How can we get health care done? Easy, if you believe some women in Congress:
I heard about Congresswoman Carol Shea-Porter’s (D-N.H.) comments before they hit the mainstream media yesterday, thanks to XM Radio channel POTUS (Politics of the United States!) — send the men home and we just might get health care reform done!
The poor congresswoman is taking all sorts of flack now for that comment with Republican men crying, “SEXISM!” But is it sexist if it’s true?
If both Democratic and Republican women are having chats in the ladies’ rooms of Congress and really are rolling their eyes about the men who can’t seem to agree on anything, then there’s probably some truth to her point.
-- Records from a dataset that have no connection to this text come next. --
PR #63, opened 2024-01-24
How does CheerpJ works? draft

GabrielaReyna:
Explanation page


src/content/docs/cheerpj3/11-guides/CheerpJ-explanation.mdx
```diff
@@ -0,0 +1,81 @@
+---
+title: CheerpJ components
+description: How does CheerpJ works?
```
nanaian, line 3: This should be "how does CheerpJ work?" but I think we can do better since it's obvious this page is about CheerpJ.

I'd suggest (in order of my preference):

- Architecture
- How it works
- Technical details

src/content/docs/cheerpj3/11-guides/CheerpJ-explanation.mdx
```diff
@@ -0,0 +1,81 @@
+---
```
nanaian, line 1: I don't like how 'CheerpJ' is in the file path / url of this page, but "explanation" on its own is too vague. Also `guides` is not the right folder for this.

Maybe `14-explanation/architecture.mdx`?

src/content/docs/cheerpj3/11-guides/CheerpJ-explanation.mdx
```diff
@@ -0,0 +1,81 @@
...
+## Use cases
+
+Here we provide a list of the most common uses-cases that CheerpJ supports:
+
+- Restoration of legacy gaming, educational or personal content.
+- Modernization of enterprise software such Java applications, applets, Web Start / JNLP.
+- Building web applications with Java libraries.
+- Fully client-side Java development environments and playgrounds.
+
+CheerpJ is free for personal use and technical evaluation. See [licensing] for details.
```
nanaian, line 71: This doesn't feel like it fits here, it's not really an explanation. Maybe a whole separate use cases page where we go into more detail? We could also talk about actual clients (linking to the [case studies](https://leaningtech.com/case-studies/)) and migrate the community project list to this page too

src/content/docs/cheerpj3/11-guides/CheerpJ-explanation.mdx
```diff
@@ -0,0 +1,81 @@
...
+
+Swing applications, will render exactly as they do in native. Swing Look&Feel is also supported, including 3rd party ones. Multi-window applications are supported, with keyboard focus being managed as expected. Integration with the system clipboard can be enabled via an initialization option.
+
+### The virtualized file system
+
+CheepJ provides [multiple filesystem backends](cheerpj3/guides/File-System-support) to accommodate different application needs, including access to server-hosted files and persistent local storage.
+
+![](/cheerpj2/assets/filesystem.png)
+
+You can learn more about CheerpJ's filesystem at our [files and filesystems guide].
```
nanaian, line 54: s/at/in

I think this link, and the link in the networking section, would be better off as LinkButtons with a right arrow icon

src/content/docs/cheerpj3/11-guides/CheerpJ-explanation.mdx
```diff
@@ -0,0 +1,81 @@
...
+- Modernization of enterprise software such Java applications, applets, Web Start / JNLP.
+- Building web applications with Java libraries.
+- Fully client-side Java development environments and playgrounds.
+
+CheerpJ is free for personal use and technical evaluation. See [licensing] for details.
+
+## Further reading
+
+- [Getting started](/cheerpj3/getting-started)
+- [Take a look to our tutorials](/cheerpj3/examples)
```
nanaian, line 76: Not sure we need this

For the most part, women are the ones dealing with care-giving issues for children, parents, in-laws, sisters, and extended family. How can lawmakers really weigh in on what’s needed to address these issues unless they’ve got first-hand experience with some of them? Of course, there are some men who take responsibility for these issues, but it’s a pretty safe bet that most men in Congress, given the generations they are from, have not been the primary person in their families taking on these issues. And until you’ve lived those experiences, it’s easy to have conversations about the more abstract issues of health care legislation (and how to keep your insurance company campaign contributors happy) than it is if you’re the one who’s had to deal with insurance companies denying coverage for needed medical care, watch family members be denied coverage or figure out if what little money they have is going to be spent for medicine or food.
So Shea-Porter is taking fire from the GOP who claims she should be focused on getting legislation passed to help her constituents instead of making what they’ve called inappropriate remarks. I think that’s exactly what she’s doing. It must be hard for the men on Capitol Hill to hear the truth. But they can’t escape it by trying to call it sexist. And last time I checked, truth was an absolute defense!